PROBLEM REQUIREMENTS:
Go through the entries below and collect each line with the string "define" in it.

= = = = =

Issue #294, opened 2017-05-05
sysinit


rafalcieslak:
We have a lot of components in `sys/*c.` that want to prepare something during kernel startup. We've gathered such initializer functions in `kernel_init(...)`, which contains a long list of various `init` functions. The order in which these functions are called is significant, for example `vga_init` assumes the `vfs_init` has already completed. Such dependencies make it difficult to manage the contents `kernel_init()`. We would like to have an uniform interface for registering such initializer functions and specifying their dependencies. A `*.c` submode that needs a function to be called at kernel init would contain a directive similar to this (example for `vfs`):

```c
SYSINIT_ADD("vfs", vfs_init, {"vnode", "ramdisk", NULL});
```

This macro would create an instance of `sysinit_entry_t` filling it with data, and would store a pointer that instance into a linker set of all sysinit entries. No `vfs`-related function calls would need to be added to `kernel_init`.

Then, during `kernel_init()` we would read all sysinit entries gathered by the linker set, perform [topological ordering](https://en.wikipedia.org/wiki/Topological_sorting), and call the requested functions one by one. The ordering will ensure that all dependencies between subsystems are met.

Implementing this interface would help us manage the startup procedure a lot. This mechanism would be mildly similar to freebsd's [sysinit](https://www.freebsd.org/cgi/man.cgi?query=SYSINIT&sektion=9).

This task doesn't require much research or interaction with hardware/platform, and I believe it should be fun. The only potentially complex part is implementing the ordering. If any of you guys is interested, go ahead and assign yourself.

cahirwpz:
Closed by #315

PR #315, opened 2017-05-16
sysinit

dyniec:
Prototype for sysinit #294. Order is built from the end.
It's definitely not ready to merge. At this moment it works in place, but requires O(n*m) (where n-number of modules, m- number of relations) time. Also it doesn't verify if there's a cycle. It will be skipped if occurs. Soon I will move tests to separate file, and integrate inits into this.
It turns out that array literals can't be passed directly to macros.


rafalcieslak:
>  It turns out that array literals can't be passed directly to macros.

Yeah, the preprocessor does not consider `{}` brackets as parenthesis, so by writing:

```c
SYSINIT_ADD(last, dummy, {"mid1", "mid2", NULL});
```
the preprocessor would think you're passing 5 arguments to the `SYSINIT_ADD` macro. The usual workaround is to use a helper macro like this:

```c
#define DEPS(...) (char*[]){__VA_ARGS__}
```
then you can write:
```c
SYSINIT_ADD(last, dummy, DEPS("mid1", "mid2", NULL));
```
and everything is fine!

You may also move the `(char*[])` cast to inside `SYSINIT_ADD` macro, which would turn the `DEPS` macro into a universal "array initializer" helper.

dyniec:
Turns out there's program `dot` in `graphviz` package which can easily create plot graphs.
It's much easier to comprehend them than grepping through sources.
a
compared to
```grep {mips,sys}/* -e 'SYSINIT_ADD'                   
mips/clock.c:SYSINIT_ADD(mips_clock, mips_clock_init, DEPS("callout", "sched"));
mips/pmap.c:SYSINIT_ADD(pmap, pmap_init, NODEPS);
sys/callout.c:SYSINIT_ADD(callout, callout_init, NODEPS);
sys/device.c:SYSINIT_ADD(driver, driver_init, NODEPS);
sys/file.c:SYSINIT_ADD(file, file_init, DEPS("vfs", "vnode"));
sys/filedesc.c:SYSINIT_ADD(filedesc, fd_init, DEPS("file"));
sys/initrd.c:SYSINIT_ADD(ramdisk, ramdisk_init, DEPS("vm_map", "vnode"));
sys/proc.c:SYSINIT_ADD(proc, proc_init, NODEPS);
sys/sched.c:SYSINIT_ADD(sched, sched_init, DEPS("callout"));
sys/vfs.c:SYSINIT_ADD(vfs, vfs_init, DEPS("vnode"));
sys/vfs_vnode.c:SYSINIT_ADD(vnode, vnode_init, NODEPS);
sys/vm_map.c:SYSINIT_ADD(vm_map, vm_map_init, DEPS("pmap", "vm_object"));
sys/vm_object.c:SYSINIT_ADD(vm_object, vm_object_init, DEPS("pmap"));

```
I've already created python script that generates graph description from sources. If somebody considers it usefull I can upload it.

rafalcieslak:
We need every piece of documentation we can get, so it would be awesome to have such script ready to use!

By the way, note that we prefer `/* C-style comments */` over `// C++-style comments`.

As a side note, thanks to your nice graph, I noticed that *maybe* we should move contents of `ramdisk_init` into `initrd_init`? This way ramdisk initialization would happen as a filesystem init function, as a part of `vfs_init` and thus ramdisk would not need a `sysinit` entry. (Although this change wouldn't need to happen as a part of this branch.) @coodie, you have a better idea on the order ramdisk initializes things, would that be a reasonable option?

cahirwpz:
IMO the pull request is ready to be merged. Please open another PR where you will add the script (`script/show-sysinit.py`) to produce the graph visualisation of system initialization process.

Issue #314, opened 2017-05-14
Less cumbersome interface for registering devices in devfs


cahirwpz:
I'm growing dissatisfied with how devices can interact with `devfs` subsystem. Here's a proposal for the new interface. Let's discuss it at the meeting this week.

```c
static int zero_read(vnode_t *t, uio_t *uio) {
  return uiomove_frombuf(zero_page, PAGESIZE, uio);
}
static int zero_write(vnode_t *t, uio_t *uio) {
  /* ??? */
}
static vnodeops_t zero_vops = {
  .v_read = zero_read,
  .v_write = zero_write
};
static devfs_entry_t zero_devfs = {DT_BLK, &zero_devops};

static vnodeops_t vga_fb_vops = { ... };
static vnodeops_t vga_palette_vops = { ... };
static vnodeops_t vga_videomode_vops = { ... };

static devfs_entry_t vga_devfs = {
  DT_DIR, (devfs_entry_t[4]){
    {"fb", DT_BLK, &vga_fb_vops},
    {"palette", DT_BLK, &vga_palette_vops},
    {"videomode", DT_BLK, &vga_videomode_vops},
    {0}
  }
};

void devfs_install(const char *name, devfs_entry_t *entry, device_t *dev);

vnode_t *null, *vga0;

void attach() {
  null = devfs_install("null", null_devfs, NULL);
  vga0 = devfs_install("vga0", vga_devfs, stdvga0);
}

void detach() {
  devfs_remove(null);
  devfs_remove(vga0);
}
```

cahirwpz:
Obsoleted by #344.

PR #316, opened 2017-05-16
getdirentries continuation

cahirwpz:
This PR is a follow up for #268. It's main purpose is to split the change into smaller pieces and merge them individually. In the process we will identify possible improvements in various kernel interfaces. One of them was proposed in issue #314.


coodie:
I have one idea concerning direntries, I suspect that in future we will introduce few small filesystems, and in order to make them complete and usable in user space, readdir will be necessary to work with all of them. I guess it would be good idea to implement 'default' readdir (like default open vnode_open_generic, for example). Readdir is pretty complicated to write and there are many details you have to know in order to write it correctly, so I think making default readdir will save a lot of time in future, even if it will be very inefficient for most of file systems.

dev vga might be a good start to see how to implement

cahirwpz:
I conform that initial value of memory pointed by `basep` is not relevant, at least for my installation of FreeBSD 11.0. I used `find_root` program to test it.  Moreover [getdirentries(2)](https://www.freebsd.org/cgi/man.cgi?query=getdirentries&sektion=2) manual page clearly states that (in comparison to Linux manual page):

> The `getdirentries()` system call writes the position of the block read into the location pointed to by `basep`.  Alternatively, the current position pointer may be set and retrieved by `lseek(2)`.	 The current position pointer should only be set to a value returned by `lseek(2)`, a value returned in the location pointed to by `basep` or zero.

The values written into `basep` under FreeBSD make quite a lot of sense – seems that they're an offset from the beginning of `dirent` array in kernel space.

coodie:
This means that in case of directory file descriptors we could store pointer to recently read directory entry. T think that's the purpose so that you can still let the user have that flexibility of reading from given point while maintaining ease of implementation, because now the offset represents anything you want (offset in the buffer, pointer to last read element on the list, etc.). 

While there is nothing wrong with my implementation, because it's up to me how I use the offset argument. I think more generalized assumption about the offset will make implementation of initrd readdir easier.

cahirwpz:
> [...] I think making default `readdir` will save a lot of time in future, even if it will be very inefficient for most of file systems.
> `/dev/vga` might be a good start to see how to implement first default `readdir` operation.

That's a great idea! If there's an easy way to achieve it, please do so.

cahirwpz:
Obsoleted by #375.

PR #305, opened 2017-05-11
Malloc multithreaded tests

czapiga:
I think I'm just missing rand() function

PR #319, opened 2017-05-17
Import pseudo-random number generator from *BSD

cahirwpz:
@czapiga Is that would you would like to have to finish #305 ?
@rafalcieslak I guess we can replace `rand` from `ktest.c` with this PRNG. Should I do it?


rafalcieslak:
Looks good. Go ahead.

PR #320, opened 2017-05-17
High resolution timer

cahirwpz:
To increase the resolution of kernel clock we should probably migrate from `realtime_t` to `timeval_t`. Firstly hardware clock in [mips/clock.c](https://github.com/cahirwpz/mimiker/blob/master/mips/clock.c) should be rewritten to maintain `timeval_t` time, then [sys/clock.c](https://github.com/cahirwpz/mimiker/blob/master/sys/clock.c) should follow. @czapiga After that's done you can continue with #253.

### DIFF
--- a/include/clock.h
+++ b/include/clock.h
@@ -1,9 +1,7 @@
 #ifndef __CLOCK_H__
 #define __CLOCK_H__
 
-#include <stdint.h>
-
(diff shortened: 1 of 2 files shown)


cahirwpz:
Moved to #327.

= = = = =

SOLUTION BELOW:
#define DEPS(...) (char*[]){__VA_ARGS__}
 #define __CLOCK_H__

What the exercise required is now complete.